Sitar Doje said he is working hard on studying Chinese and English. "Hopefully, I'll be able to sing the King Gesar ballad for a larger audience. I'd be very proud if people from across the globe could all appreciate Tibetan culture," he said.
Upon graduation, he said he would like to become a King Gesar specialist at a research institute, or to be a full-time ballad singer back in his hometown.
"In both cases, I'll devote myself to the King Gesar epic preservation," he said.
The 1,000-year-old epic of King Gesar, with more than 120 episodes, is considered the crowning masterpiece of Tibetan folk literature.
About 150 Gesar singers are alive today, including Tibetans, Mongolians and some from the Tu ethnic group in Qinghai Province. Most are illiterate herders or peasants from Tibet, Qinghai and Inner Mongolia.

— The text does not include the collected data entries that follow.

PR #1666, opened 2024-01-31
fix: no config loading if test profile is active

takb:
- Reason for change:

Added a check in the ORSEnvironmentPostProcessor to skip configuration files loading if the "test" profile is active. That way the API tests won't break in the future because of changes to `ors-config.yml`


MichaelsJP (approved):
LGTM

PR #1670, opened 2024-01-31
feat(docker): Introduce reworked docker setup with jar

### LINKED ISSUE #1664: Move to JAR deployment in docker
https://github.com/GIScience/openrouteservice/pull/1507

MichaelsJP:
This PR introduces a completely overhauled docker setup. Due to the nature of the changes, the old docker setup isn't compatible with this one. No new major incompatibilities are to be expected soon.

By moving away from the old (almost 6-year-old docker structure) we now have the following features available:
- Coherent user permissions
- Clear mount points
- Well documented docker-compose.yml
- Reworked entrypoint with log levels, sensible log messages, debug mode config less configuration etc.
- Reworked dockerfile that is roughly 1/3 in terms of code lines and a lot less complex.
- We now use the jar file in the container. No more .war-File back and forth (finally).
- Multiple ways of configuring ors: config files (yml, deprecated json), container env variables á la `ors.*.someting`
- **Cloud-ready image**. Te image can be 100% configured by environment variables (env files) and therefore run in any cloud and Kubernetes infrastructure without much hustle.
- The image itself can be used as a base for custom cloud images as well.

### Pull Request Checklist

- [ ] 1. I have [**rebased**][rebase] the latest version of the main branch into my feature branch and all conflicts
         have been resolved.
         [Unreleased] heading.

Fixes # .

- Key functionality added:
- Reason for change:

-

-


TheGreatRefrigerator:
rebased on main

TheGreatRefrigerator:
rebased on main and fixed conflicts

TheGreatRefrigerator:
Currenlty includes the nightly build commit
- Restructure commits
- rework conversion & extract validation
- resolve todos (link to docu & add default env properties for java opts)

TheGreatRefrigerator:
rebased on main

TheGreatRefrigerator:
The test runs still fail due to the new setup prefering example-ors-config.yml over ors-config.yml.

Here the docs from my previous investigation
[docker_run_and_compose.md](https://github.com/GIScience/openrouteservice/files/14497520/docker_run_and_compose.md)

Dockerfile
```diff
@@ -1,98 +1,61 @@
...
 
 # Setup the target system with the right user and folders.
-RUN apk add --no-cache bash=~'5' openssl=~'3' && \
-    addgroup -g ${GID} ors && \
-    adduser -D -h ${BASE_FOLDER} -u ${UID} -G ors ors &&  \
-    mkdir -p ${BASE_FOLDER}/ors-core/logs ${BASE_FOLDER}/ors-conf ${BASE_FOLDER}/ors-core/data ${BASE_FOLDER}/tomcat/logs &&  \
-    chown -R ors ${BASE_FOLDER}/tomcat ${BASE_FOLDER}/ors-core/logs ${BASE_FOLDER}/ors-conf ${BASE_FOLDER}/ors-core/data ${BASE_FOLDER}/tomcat/logs
-
-WORKDIR ${BASE_FOLDER}
+RUN apk update && apk add --no-cache bash openssl yq jq curl && \
```
koebi: why do we install openssl and curl here?

docker-entrypoint.sh
```diff
@@ -1,61 +1,366 @@
...
+
+echo "###########################"
+echo "# Container sanity checks #"
+echo "###########################"
+info "Running container as user $(whoami) with id $(id -u) and group $(id -g)"
+if [[ $(id -u) -eq 0 ]] || [[ $(id -g) -eq 0 ]] ; then
+  debug "User and group are set to root with id 0 and group 0."
+elif [[ $(id -u) -eq 1000 ]] || [[ $(id -g) -eq 1000 ]] ; then
+  debug "User and group are set to 1000 and group 1000."
+else
```
koebi, line 141: Given the line above, this seems redundant?

docker-entrypoint.sh
```diff
@@ -1,61 +1,366 @@
...
 
-ors_base=${1}
-catalina_base=${ors_base}/tomcat
-graphs=${ors_base}/ors-core/data/graphs
+success "ORS_HOME: ${ORS_HOME} exists and is writable."
 
-echo "ORS Path: ${ors_base}"
-echo "Catalina Path: ${catalina_base}"
+mkdir -p "${ORS_HOME}"/{files,logs,graphs,elevation_cache,config} || warning "Could not create ${ORS_HOME} and folders"
+mkdir -p "${ORS_HOME}"/{files,logs,graphs,elevation_cache,config} || warning "Could not create ${ORS_HOME} and folders"
```
koebi: `ORS_HOME` is created above, so this should only report errors on folders.
Also, why is this done twice?

docker-entrypoint.sh
```diff
@@ -1,61 +1,366 @@
...
+# get ors.engine.graphs_root_path=. Dot notations in bash are not allowed, so we need to use awk to parse it.
+ors_engine_graphs_root_path=$(env | grep "^ors\.engine\.graphs_root_path=" | awk -F '=' '{print $2}')
+# get ors.engine.elevation.cache_path
+ors_engine_elevation_cache_path=$(env | grep "^ors\.engine\.elevation\.cache_path=" | awk -F '=' '{print $2}')
+# get ors.engine.source_file
+ors_engine_source_file=$(env | grep "^ors\.engine\.source_file=" | awk -F '=' '{print $2}')
+# get ors_config_location
+ors_config_location=${ORS_CONFIG_LOCATION:-""}
+# Unset the ORS_CONFIG_LOCATION to not interfere with the spring-boot application
+unset ORS_CONFIG_LOCATION
```
koebi: This is only used in line 217, so we should move it there?

docker-entrypoint.sh
```diff
@@ -1,61 +1,366 @@
...
+  ors_rebuild_graphs="false"
+fi
+
+
+# get ors.engine.graphs_root_path=. Dot notations in bash are not allowed, so we need to use awk to parse it.
+ors_engine_graphs_root_path=$(env | grep "^ors\.engine\.graphs_root_path=" | awk -F '=' '{print $2}')
+# get ors.engine.elevation.cache_path
+ors_engine_elevation_cache_path=$(env | grep "^ors\.engine\.elevation\.cache_path=" | awk -F '=' '{print $2}')
+# get ors.engine.source_file
+ors_engine_source_file=$(env | grep "^ors\.engine\.source_file=" | awk -F '=' '{print $2}')
```
koebi: These are only used in lines 234 onwards, so we should move it to there?

docker-entrypoint.sh
```diff
@@ -1,61 +1,366 @@
...
-if [ "${BUILD_GRAPHS}" = "True" ]; then
-  rm -rf "${graphs:?}"/*
+# The config situation is difficult due to the recent ors versions.
+# To ensure a smooth transition, we need to check if the user is using a .json file or a .yml file.
+# If neither is set, we need to print a migration info and default to the example-ors-config.env file.
+# Check if ors_config_location is a .json file and exists
+if [[ "${ors_config_location}" = *.yml ]] && [[ -f "${ors_config_location}" ]]; then
+  success "Using yml config: ${ors_config_location}"
+elif [[ "${ors_config_location}" = *.json ]] && [[ -f "${ors_config_location}" ]]; then
+  success "Using json config: ${ors_config_location}"
```
koebi: Here, we could note that we're using the values from the ENV?

docker-entrypoint.sh
```diff
@@ -1,61 +1,366 @@
...
 
-if [ ! -f "${ors_base}/ors-core/data/osm_file.pbf" ]; then
-  echo "Copy osm_file.pbf"
-  cp -f "${ors_base}/tmp/osm_file.pbf" "${ors_base}/ors-core/data/osm_file.pbf"
+if [[ -z "${ors_engine_source_file}" ]] && [[ "${ors_config_location}" = *.yml ]]; then
+  ors_engine_source_file=$(extract_config_info "${ors_config_location}" '.ors.engine.source_file')
+fi
+
+if [[ -z "${ors_engine_source_file}" ]] && [[ "${ors_config_location}" = *.json ]]; then
+  ors_engine_source_file=$(extract_config_info "${ors_config_location}" '.ors.services.routing.sources[0]')
```
koebi: We could refactor this to reflect the:
```
does it exist?
   either get from yml
   or get from json
```
structure

koebi (changes requested):
I do have a few comments on Dockerfile/compose/entrypoint.
I'll look at the utils and workflows independently.

Dockerfile
MichaelsJP: Good question regarding OpenSSL and curl. I think remnants from earlier dev steps. Will remove them.

docker-entrypoint.sh
MichaelsJP: The goal here is more to react with an explicit debug message on both scenarios individually. Either 0 or 1000 have different implications for the runtime container.

docker-entrypoint.sh
MichaelsJP: adjusted

docker-entrypoint.sh
MichaelsJP: I think it's better to have related functionality in one place. The initialization of the container env is done on that section.

docker-entrypoint.sh
MichaelsJP: same as above. i think the init of the container env should be done in one place completely.

docker-compose.yml
```diff
@@ -1,26 +1,84 @@
...
+    # Values will be overwritten if set in the 'environment' section.
+    #env_file: ors-config.env
+
+    # ----------------- Healthcheck configuration ------------------- #
+    # The healthcheck is disabled by default. Uncomment the following lines to enable it.
+    # The healthcheck allows you to monitor the status of the ORS application.
+    # Be careful with long graph builds, as the healthcheck will fail and show 'unhealthy' during this time.
+    # This is especially useful if you run your ORS container in a production environment.
+    #healthcheck:
+    #  test: curl --fail http://localhost:8082/ors/v2/health || exit 1
```
koebi: I just found that this is where curl is needed. I think we should switch to wget here.

docker-entrypoint.sh
MichaelsJP: yep

MichaelsJP: what about the following line after this if else construct?
```
info "Any ENV variables will have precedence over configuration variables from config files."
```

docker-entrypoint.sh
MichaelsJP: @jhaeu please revisit this section. You've reworked this quite a lot.

docker-compose.yml
MichaelsJP: why wget?

MichaelsJP: and yes. that was the reason. good catch

koebi: wget should be available by default, so we don't need to install anything else

docker-entrypoint.sh
koebi: Yes, but since these variables are only used there and possibly even overwritten, I'd say the belong to that section, and shouldn't be declared way before, so no one remembers what they even were?

docker-entrypoint.sh
koebi: That is valid information for the user, but these two lines are only printed if the value is read from an ENV. So I'm thinking along the lines of "Using yml config from ENV" or similar?

docker-entrypoint.sh
jhaeu: I think the block I changed was the previous one. 
Pushed a refactored code block respecting @koebi 's suggestion (hope I got it right)

docker-entrypoint.sh
MichaelsJP: Well, it's a matter of taste.  If you think it brings more value we can do that.
Fine for me :+1:

docker-entrypoint.sh
MichaelsJP: Well, it's a matter of taste.  If you think it brings more value we can do that.
Fine for me :+1:

docker-entrypoint.sh
MichaelsJP: I'll change it to the following:
```
success "Using yml config from ENV: ${ors_config_location}"
success "Using json config from ENV: ${ors_config_location}"
```

docker-compose.yml
MichaelsJP: gotya

docker-entrypoint.sh
koebi: I think it makes the code clearer and easier to read, yes.

docker-entrypoint.sh
koebi: Can these implications be easily mentioned? If so, we might want to do that.
If not, that's fine by me.

koebi (changes requested):

docker-entrypoint.sh
MichaelsJP: btw. they're used in line 183 the first time. so i'll move them there

docker-entrypoint.sh
MichaelsJP: Nope. It depends on how they read the documentation and what way they set it up. When people temper with permissions, the container needs to feed back what it is ultimately using. Else it'll become a black box in that regard.

MichaelsJP:
@koebi Cannot answer on your comments directly, so I'll answer it here:

> I think it makes the code clearer and easier to read, yes.

Fixed. I moved them to its first usage in line 182.

> Can these implications be easily mentioned? If so, we might want to do that. If not, that's fine by me.

Not really. It depends on how they read the documentation and what way they're configuring the container user. 
Based on that, a simple feedback from the image on the internal is useful. Else, the container will become a small black box.

koebi (approved):

PR #1679, opened 2024-02-05
refactor: remove logging configuration

takb:
- Reason for change:
Logging used to have a separate log4j configuration file, we get rid of those since using the standard spring logging configuration instead should suffice for our needs. 
Also removing an old log4j configuration used for the Tomcat in the  docker setup.


MichaelsJP (approved):
LGTM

"All claim they were suddenly able to sing the ballad after a strange dream or a serious disease," said Yungzhung Dawa, chief of the cultural heritage bureau in Qamdo Prefecture. "It remains a mystery how they actually acquired the ability."
China, in its three-decade campaign to preserve the 1-million-line epic, has made 5,000 hours of recordings of the singing and compiled 36 publications. The millennial epic has also given rise to a whole field of study referred to as "Gesarology."